Azure Governance
architect documentation
It does not matter if you work in a small startup or in a huge corporation. Managing cloud resources requires a certain level of discipline, the more the better. To structure it nicely, you can introduce governance documentation. It will help with cowboy-style access to production resources, unexplainable bills, and the overall security of your systems. I’ll take Azure as an example and outline a template that could be used. I will also assume that this document is somewhat live - you do not write it and then forget; it is a handy tool. To make it shareable, hosting it somewhere like confluence would make sense.
Azure tenants and subscriptions
The first part of this document can be treated as a reference book for your setup. Describe what tenants you have. Most likely, there will be one tenant in your organization, but for bigger ones, there could be more than that. It will also make sense to mention how many billing accounts there are.
Next, dive a bit deeper - list all subscriptions (existing and planned). Sometimes there is a single subscription to host all resources. Still, to make it cleaner, it is possible to have different subscriptions for different environments and/or even for different products. I prefer one subscription for one environment, for example, PROD, QA, and DEV. To make this list of subscriptions a bit more useful, l have it as a table - with a subscription name and a short summary of its purpose. If there are any plans to change the existing composition, add that too - at least as a todo item or a comment.
Also, let me take a short detour here and mention that I like to have as much interactivity as possible for this kind of document. If there is a subscription mentioned in a list - I will make it as a hyperlink to this subscription overview in the Azure portal; if it is a comment that this subscription is used for “Project X”, then I’ll add a link to confluence space of this project. And even more - if there is an explanation of some used service, I would like to have a link to its documentation (for example, to the Microsoft Docs site).
If you use resource groups as a separation between projects/environments and host everything in a single subscription - add links to those RGs instead.

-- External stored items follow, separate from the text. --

Issue #727, opened 2017-02-08
UICollectionViewFlowLayout is not defined


bonkey:
On [buddybuild](https://dashboard.buddybuild.com/apps/57a305cb34a9450100595b71/build/589b0233703723010092d43a#logs), but I think I saw it too in Xcode earlier.

```
[AtlasUITestsHostsApp] The behavior of the UICollectionViewFlowLayout is not defined because:
[AtlasUITestsHostsApp] the item height must be less than the height of the UICollectionView minus the section insets top and bottom values, minus the content insets top and bottom values.
[AtlasUITestsHostsApp] The relevant UICollectionViewFlowLayout instance is <UICollectionViewFlowLayout: 0x7ffe61cd9520>, and it is attached to <AtlasUI.CheckoutSummaryArticleSelectCollectionView: 0x7ffe620ac000; baseClass = UICollectionView; frame = (0 0; 320 50); clipsToBounds = YES; gestureRecognizers = <NSArray: 0x6080004515e0>; layer = <CALayer: 0x6080004315e0>; contentOffset: {0, 0}; contentSize: {0, 0}> collection view layout: <UICollectionViewFlowLayout: 0x7ffe61cd9520>.
[AtlasUITestsHostsApp] Make a symbolic breakpoint at UICollectionViewFlowLayoutBreakForInvalidSizes to catch this in the debugger.
 ✓ Test testEditingOriginalAddress passed (0.629 seconds)
```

The final part of this overview of existing resources will be a list of Management Groups - if you have and use them. I sometimes find them a bit overkill; if there are only three subscriptions, it would be too much to set those up. But as usual - you do you 🙂
With those, the reference part of the document is finished, and you can focus on the management rules you want to follow.
Resource management
One of the sections in those rules could be a “Resource management” section - where you can briefly explain what resource groups are and what their purpose is. Like “In azure, all resources are created inside Resource groups. New resource groups should be created to represent the same life-cycle of the resource and to help group related services together.” It would make sense to add rules around the naming convention for everything. Another thing to add here would be tagging principles. Tags are a super powerful tool that will come again and again with this document.
Policies
Azure policies could be a subsection of the whole Resource management. You might not need custom policies from the very beginning, but at some stage, you would need a tool that will help you validate that this governance document is actually followed. Policies could be introduced as an audit tool first, but later they could be changed to be enforced. In this subsection list all the policies, their status, and actions that need to be taken.
Deployment process
Two more essential parts of resource management are resource locks and if you have them. It could be beneficial to lock critical resources from being changed or deleted (the first thing that comes to mind would be a storage account with your terraform state). And if we started on infrastructure as code - you need to define in this document how resources are expected to be created. A good sentence on this matter could be “All of the resources in Azure must be created using automated processes”.
Scalability, Monitoring and Backups
“Scalability, Monitoring and Backups” is the next section I would add. Here I will outline what is expected from teams. It could be some sort of a go-live checklist that teams need to complete before their product is accepted into the world. It would be good to have a generic approach on how to tackle disaster recovery, status, and performance problems described here as well.
Security
The perfect continuation of this section is “Security”. Describe what tools are used for security checks. What level of security is implemented for different environments, and what is the expected level for production? Mention if regular external security audits are being done by some third-party company, when was the last one and how you process the findings. A link to the risk registry will be helpful.
Cost management
My next section would be “Cost management”. After external audits, it will be a breather. I suggest you have budgets defined in Azure based on tags. And also have alerts enabled. For cost reporting, it would make sense to use a cost analysis tool and split the overall cost by tags and resource groups.
Access management
The last thing that is required to be in the governance document is “Access management”. Describe how access is controlled - what roles and groups are used. It is a good practice to never assign roles to individual users and instead always use groups. You want to move towards the least privileged principle, so users will have as low-level access as possible, with as small scope as possible (you want to avoid granting Owner permission over the whole subscription). The development team needs to be able to freely work in a DEV environment but only monitor PROD. To fix incidents, it is possible to either use Privileged Identity Management (Azure AD P2 feature) or have a separate “support” group with elevated access. To ensure the least privileged access principle, you will perform regular access reviews based on groups and remove roles/people that are no longer needed. Describe this process.
Ok, I hope this could be helpful to you. You can copy this post, keep the headers only and replace my explanations with real “meat”.